> _PROBLEM_
Would you please copy every line below that includes the string "commit"?

> _RECORDS PROVIDED_
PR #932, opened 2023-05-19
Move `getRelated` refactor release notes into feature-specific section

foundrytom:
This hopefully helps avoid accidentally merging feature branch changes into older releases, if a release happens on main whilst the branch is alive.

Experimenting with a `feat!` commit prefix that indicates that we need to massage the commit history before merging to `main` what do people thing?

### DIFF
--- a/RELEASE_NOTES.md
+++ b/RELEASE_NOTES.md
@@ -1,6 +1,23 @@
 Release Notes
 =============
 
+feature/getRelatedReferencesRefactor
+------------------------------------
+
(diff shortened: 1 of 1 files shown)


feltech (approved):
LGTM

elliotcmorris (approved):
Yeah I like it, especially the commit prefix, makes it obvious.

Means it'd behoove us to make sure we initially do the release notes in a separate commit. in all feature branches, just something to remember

> _SOLUTION TO THIS EXERCISE_
Experimenting with a `feat!` commit prefix that indicates that we need to massage the commit history before merging to `main` what do people thing?
Yeah I like it, especially the commit prefix, makes it obvious.
Means it'd behoove us to make sure we initially do the release notes in a separate commit. in all feature branches, just something to remember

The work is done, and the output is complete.